MATERIAL FOR THIS EXERCISE>
=======

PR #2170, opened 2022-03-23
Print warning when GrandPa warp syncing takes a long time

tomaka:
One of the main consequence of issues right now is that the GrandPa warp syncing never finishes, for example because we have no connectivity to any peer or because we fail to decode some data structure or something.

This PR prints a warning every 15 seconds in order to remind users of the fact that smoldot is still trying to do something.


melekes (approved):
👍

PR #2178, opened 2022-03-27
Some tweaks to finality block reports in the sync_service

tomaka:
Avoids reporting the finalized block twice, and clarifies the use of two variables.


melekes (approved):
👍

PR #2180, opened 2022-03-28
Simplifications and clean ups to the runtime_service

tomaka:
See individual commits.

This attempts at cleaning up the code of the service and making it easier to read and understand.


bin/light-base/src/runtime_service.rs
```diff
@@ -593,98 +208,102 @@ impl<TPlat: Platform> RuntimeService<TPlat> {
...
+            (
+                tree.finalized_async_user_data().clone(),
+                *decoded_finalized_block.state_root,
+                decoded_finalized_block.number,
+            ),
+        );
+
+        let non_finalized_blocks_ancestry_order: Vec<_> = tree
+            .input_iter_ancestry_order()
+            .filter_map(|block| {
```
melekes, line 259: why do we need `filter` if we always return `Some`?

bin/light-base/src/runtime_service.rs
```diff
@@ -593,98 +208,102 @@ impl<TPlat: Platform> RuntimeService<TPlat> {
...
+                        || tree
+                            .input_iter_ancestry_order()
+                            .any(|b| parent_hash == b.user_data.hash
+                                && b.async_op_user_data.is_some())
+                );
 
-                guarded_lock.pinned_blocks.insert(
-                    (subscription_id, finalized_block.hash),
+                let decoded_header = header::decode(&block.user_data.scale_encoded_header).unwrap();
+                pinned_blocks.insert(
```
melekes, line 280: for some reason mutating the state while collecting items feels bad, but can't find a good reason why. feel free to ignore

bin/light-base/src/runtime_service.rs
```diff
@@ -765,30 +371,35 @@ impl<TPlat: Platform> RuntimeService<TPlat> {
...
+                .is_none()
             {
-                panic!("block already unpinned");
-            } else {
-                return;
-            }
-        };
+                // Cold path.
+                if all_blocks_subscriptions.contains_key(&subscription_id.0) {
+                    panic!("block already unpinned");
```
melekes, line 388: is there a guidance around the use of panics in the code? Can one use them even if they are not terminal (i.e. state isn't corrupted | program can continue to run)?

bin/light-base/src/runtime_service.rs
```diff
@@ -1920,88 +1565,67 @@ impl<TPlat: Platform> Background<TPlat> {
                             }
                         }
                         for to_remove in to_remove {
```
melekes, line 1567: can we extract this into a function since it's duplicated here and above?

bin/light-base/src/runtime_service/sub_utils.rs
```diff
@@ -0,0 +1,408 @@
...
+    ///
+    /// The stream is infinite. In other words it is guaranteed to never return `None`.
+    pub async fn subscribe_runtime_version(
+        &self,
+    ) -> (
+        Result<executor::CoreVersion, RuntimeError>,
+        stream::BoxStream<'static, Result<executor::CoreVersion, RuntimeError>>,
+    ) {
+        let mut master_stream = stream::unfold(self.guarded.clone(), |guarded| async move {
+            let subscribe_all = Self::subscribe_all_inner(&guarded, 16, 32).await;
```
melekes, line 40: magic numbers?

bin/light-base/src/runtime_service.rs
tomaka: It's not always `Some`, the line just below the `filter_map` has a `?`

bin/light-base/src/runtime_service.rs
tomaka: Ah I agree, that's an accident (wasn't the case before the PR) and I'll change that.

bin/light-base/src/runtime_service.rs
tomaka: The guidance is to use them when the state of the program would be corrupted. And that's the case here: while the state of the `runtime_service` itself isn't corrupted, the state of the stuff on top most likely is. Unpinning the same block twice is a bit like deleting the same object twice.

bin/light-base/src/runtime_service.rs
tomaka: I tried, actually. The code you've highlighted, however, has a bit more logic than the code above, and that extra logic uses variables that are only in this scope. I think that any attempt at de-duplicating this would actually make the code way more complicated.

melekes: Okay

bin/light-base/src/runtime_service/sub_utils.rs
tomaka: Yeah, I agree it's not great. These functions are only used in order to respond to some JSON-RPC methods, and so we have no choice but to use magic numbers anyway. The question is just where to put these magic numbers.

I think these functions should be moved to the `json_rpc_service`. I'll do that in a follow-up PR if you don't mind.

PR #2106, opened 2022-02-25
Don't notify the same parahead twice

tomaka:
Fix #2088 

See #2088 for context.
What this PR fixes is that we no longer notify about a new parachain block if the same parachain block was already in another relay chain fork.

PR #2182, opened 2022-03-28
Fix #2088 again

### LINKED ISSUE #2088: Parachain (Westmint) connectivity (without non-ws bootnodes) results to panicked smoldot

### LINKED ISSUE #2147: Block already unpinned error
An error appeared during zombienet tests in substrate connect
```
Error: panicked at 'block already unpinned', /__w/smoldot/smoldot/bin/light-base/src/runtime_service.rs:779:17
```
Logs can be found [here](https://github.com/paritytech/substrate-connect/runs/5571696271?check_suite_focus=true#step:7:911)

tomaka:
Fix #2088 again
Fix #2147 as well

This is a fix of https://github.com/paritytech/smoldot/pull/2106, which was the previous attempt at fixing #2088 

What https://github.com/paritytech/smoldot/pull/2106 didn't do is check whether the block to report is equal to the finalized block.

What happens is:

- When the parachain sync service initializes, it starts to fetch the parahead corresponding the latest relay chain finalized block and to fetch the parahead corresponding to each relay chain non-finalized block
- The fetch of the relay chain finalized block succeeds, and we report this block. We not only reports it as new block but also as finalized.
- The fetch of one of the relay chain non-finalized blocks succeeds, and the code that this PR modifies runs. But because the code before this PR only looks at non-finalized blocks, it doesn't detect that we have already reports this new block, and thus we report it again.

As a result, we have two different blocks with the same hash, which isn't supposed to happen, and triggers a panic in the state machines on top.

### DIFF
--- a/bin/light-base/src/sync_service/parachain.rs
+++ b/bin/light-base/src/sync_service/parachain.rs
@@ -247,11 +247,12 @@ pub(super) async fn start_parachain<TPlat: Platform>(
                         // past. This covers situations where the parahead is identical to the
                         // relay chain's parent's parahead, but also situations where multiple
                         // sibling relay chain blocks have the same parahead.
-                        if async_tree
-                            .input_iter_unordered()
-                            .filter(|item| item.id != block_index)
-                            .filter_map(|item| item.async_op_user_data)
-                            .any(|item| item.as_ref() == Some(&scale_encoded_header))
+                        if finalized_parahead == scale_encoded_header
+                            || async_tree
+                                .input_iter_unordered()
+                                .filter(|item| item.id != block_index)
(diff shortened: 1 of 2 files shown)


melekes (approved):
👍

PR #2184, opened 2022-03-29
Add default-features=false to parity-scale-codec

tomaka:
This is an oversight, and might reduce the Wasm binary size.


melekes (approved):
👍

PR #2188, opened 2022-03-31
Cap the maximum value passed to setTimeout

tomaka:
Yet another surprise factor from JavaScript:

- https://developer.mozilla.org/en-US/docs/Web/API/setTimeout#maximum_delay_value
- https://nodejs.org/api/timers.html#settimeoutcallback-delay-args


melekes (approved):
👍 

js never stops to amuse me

=======

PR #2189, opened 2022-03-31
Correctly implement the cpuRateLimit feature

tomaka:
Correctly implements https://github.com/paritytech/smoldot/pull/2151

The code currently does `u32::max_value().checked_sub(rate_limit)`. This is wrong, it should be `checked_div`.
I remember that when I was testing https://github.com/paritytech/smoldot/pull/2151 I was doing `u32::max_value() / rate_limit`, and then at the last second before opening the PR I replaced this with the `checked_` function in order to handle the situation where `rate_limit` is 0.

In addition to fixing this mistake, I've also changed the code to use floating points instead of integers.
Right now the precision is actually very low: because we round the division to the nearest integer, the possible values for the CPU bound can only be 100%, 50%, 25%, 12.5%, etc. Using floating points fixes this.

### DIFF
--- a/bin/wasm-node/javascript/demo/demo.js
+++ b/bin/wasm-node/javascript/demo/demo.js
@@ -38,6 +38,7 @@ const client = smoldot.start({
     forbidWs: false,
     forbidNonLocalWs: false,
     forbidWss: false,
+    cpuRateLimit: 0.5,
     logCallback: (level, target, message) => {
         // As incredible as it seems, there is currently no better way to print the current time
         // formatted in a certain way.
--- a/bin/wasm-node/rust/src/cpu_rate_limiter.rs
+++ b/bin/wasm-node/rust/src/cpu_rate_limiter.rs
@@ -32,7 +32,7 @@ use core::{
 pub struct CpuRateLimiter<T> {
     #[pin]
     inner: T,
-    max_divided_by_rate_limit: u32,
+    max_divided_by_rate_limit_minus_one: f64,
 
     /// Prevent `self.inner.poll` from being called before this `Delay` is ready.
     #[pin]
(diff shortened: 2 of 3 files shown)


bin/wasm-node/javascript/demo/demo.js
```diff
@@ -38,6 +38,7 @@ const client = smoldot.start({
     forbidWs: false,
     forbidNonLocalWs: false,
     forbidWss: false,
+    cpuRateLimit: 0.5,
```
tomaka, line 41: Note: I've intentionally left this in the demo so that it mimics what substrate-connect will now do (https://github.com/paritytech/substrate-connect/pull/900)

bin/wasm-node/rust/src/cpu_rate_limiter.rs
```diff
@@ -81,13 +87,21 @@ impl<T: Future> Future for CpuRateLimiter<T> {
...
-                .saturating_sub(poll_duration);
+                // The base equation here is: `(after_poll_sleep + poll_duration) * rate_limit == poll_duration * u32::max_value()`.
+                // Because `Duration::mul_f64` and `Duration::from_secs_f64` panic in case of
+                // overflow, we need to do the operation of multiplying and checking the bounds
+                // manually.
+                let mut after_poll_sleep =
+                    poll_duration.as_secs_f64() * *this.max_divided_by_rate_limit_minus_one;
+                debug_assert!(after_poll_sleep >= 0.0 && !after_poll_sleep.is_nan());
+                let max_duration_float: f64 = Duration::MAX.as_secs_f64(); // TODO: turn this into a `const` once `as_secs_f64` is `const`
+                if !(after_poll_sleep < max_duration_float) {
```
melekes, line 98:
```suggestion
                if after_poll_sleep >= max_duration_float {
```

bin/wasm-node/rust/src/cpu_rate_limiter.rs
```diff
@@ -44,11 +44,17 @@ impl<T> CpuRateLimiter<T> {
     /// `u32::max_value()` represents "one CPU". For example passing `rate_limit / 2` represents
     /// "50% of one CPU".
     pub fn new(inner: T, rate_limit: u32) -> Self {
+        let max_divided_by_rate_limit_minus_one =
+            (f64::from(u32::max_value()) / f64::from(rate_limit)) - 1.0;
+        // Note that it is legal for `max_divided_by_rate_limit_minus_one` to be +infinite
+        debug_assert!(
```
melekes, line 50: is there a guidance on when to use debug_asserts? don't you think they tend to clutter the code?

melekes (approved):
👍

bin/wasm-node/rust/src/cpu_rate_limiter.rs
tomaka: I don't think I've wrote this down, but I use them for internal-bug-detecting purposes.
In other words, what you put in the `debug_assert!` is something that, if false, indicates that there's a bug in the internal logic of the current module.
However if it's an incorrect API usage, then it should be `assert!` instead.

=======

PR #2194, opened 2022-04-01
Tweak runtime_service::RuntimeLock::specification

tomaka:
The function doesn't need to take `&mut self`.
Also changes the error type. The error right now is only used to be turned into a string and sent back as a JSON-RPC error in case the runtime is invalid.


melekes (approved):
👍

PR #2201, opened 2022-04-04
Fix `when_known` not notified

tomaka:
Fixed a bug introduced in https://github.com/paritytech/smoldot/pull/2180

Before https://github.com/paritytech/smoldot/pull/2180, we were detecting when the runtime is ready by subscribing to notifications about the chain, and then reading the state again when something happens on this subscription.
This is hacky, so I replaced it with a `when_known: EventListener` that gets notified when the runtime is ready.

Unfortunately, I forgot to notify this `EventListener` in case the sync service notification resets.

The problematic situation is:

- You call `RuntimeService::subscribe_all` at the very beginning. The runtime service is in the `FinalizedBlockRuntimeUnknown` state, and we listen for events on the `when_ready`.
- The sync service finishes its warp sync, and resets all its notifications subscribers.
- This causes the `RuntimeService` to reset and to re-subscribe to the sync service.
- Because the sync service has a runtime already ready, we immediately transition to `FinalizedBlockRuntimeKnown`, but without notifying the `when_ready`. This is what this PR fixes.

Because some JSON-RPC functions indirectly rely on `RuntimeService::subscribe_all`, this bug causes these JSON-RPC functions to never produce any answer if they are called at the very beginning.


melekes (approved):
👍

=======

YOUR OBJECTIVE>
State, as a bare number, how many lines of the material include the string "should".

WRITTEN SOLUTION>
3